La violencia de género adopta múltiples formas. Algunas son fácilmente identificables, como los golpes o los insultos. Otras, en cambio, pueden parecer más sutiles: comentarios condescendientes, interrupciones constantes, descalificaciones disfrazadas de consejos, lo que hoy se conoce como mansplaining. Sin embargo, todas estas expresiones tienen algo en común: aunque muchas veces ocurren en espacios privados, son actos profundamente públicos.
¿Por qué decimos que son públicos? Porque cada gesto violento transmite un mensaje cultural: reafirma una jerarquía de poder. No solo afecta directamente a quien la sufre, sino también a quienes la presencian. Es una manera de marcar territorio, de decir “aquí mando yo”, dejando a la otra persona en una posición de inferioridad o sumisión. El mensaje puede variar, pero su propósito es siempre el mismo: intimidar, descalificar, silenciar y confirmar un lugar de subordinación para el género considerado “inferior”.

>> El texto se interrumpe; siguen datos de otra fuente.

PR #1886, opened 2019-02-07
Fix bug with reference properties in queries

TW80000:
I noticed the query `owner=101` wasn't working in the general search box in the DAO controller, which is supposed to be a valid MQL query. I looked into it and noticed that since the property `owner` was defined via a relationship, it was a `Reference`, not a `Long`. The query parser was only recognizing numeric properties by checking if they were an instance of `foam.core.Int`, so it was treating all `Reference` properties as containing string values. Therefore the query parser was generating an `IN_IC(OWNER, ["101"])` mlang instead of `EQ(OWNER, 101)`.

This commit fixes that issue by checking if the property is a reference to a long property and if so, treating its value as a number, not a string.

I did a full-project search for other places we might be doing the same thing and only found one place, so it's presumably fixed there as well.

### DIFF
--- a/src/foam/parse/QueryParser.js
+++ b/src/foam/parse/QueryParser.js
@@ -340,7 +340,10 @@ foam.CLASS({
             var values = v[2];
             // Int is actually the parent of Float and Long, so this captures all
             // numeric properties.
-            var isNum = foam.core.Int.isInstance(prop);
+            var isNum = foam.core.Int.isInstance(prop) ||
+              foam.core.Reference.isInstance(prop) &&
+              foam.core.Int.isInstance(prop.of.ID);
+
             var isFloat = foam.core.Float.isInstance(prop);
 
             var isDateField = foam.core.Date.isInstance(prop) ||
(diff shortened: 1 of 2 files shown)


src/foam/parse/QueryParser.js
```diff
@@ -72,18 +72,18 @@ foam.CLASS({
       value: function(alt, literal, literalIC, not, notChars, optional, range,
           repeat, seq, seq1, str, sym) {
         return {
-          START: sym('query'),
-          query: sym('or'),
+          'START': sym('query'),
```
kgrgreer: Why add quotes?

TW80000: It was a rule in the linter that didn't like some of the keys in the object being quoted and some not being quoted. I think it's happy when they're consistent, not mixed. I can disable that rule if you want.

TW80000: https://eslint.org/docs/rules/quote-props

TW80000: Reverted

PR #1887, opened 2019-02-07
example how to add HTML Element to the view

hchoura:


src/com/foamdev/demos/addHTMLElement/Controller.js
```diff
@@ -0,0 +1,38 @@
...
+  actions: [
+    {
+      name:  'addElementToDSL',
+      label: 'add a DSL',
+      help:  'Add HTML element to the view',
+
+      code: function() {
+        this.start('div').add('here you are').end();
+      }
+    },
```
kgrgreer: No trailing commas this line or next.

src/com/foamdev/demos/addHTMLElement/Controller.js
```diff
@@ -0,0 +1,38 @@
...
+  methods: [
+    function initE() {
+      this.
+        start(this.ADD_ELEMENT_TO_DSL, {label: 'add element to the HTML using the DSL'}).end();
+    }
+  ],
+  actions: [
+    {
+      name:  'addElementToDSL',
+      label: 'add a DSL',
```
kgrgreer: I think most users will find the term DSL confusing or foreign. We should use the term DOM or virtual-DOM.

PR #2089, opened 2019-04-29
Allow Session IP Binding

tharmaman:
This PR is in regards to [CPF-241](https://nanopay.atlassian.net/browse/CPF-241)

After enabling the load balancer whitelisting, we can now remove the temporary fix we had in **SessionServerBox.java** in regards to allowing indexing by using **both session id and remote IP**. Now it we will **only be indexing according to session id** and not allow multiple IPs for a single session.

Removed the commented code and passed the AuthenticationException to force log out the user and prompt them to re-login like so.

logOutNormal

There is still one bug which exists upon hard-refreshing for both when asked to re-login or upon hard-coding a new session token into localStorage as the user will get a white page of death. 

whitePageOfDeath

Can create another ticket for this as it deals with something more deep complex. Could thus far trace this all the way to the **promise** method of **foam.nanos.client.ClientBuilder**


src/foam/box/SessionServerBox.java
```diff
@@ -64,10 +64,9 @@ public void send(Message msg) {
         if ( ! SafetyUtil.equals(session.getRemoteHost(), req.getRemoteHost()) ) {
           // If an existing session is reused with a different remote host then
           // logout the session and force a re-login.
-//          logger.warning("Attempt to use session create for ", session.getRemoteHost(), " from ", req.getRemoteHost());
-//          session.setContext(getX().put(Session.class, session));
-//          session.setRemoteHost(req.getRemoteHost());
-//          sessionDAO.put(session);
+          // logger.warning("Attempt to use session create for ", session.getRemoteHost(), " from ", req.getRemoteHost());
+          msg.replyWithException(new AuthenticationException("Attempt to use session from invalid host."));
```
kgrgreer: I think this is giving the client(/potential hacker) too much information. We should log this attempt, but just return the same exception as we would for an unknown session (which doesn't happen). So we should actually just key the session off of the ip-address and session-id rather than just session-id. Then you could use the same session-id from different hosts without conflict.

jlhughes: I agree that message gives away too much, just return the empty AuthenticationException. 

With x-forward-for your ip won't change.  
Regarding session/ip pairing, if we ignore ip, then one could more 'easily' brute force an attach by just spoofing a sessionid.  At least with the ip/session pair they have to spook the ip as well. 
With x-forward-for the original issue cause by the load-balancers is resolved.

jlhughes:
```suggestion
          msg.replyWithException(new AuthenticationException());
```

jlhughes (approved):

Existen formas de violencia que no solo se toleran socialmente, sino que incluso se justifican. Por ejemplo, en el ámbito universitario es habitual que profesores con prestigio hagan comentarios sexistas o se involucren afectivamente con estudiantes bajo su supervisión. Estas conductas, lejos de ser sancionadas, suelen minimizarse con frases como “ella también quiso” o “hay que cuidar la reputación del académico” o que las mujeres administrativas sean tratadas con condescendencia por sus colegas hombres, especialmente en reuniones o espacios de decisión. Sus opiniones suelen ser ignoradas o cuestionadas, mientras que los hombres son considerados automáticamente más competentes o “naturales líderes”. En lugar de cuestionar el abuso de poder, se protege al agresor y se responsabiliza, directa o indirectamente, a la mujer. Quienes las ejercen suelen sentirse con derecho no solo a cometerlas, sino también a definir cómo deben interpretarse. Esto plantea una paradoja: esperamos que el cambio venga de quienes justamente sostienen sus privilegios a través de estas prácticas violentas.
Ante esta paradoja, surge una responsabilidad mayor: la de quienes somos testigos. Es decir, quienes vemos, escuchamos o sabemos que esa violencia ocurre. ¿Qué hacemos frente a ella? ¿Callamos, nos reímos, la justificamos? En ese momento, no hay neutralidad posible. El testigo tiene un rol decisivo: o se convierte en cómplice por omisión, o elige involucrarse, nombrar lo que ocurre y actuar en consecuencia.
Muchas veces se habla de “complicidad del silencio” pensando en casos extremos, como la violencia sexual o el maltrato físico. Pero también existe una complicidad más cotidiana y, por eso mismo, más peligrosa. Reírse de un chiste que ridiculiza a una mujer, compartir una imagen humillante en redes sociales, burlarse de alguien por cómo se ve o por lo que piensa, justificar el acoso hacia quienes piensan distinto: todo esto también forma parte del mismo entramado de violencia.
El silencio puede ser una forma de violencia en sí mismo. A veces, es una especie de pacto no escrito que garantiza impunidad mutua: yo no te denuncio, tú no me denuncias. Y así, la violencia continúa.
Romper ese silencio no es fácil, pero es necesario. Porque si no hablamos, si no intervenimos, estamos permitiendo que ese sistema de desigualdad siga funcionando. Y en esa decisión, o falta de decisión, también estamos diciendo algo.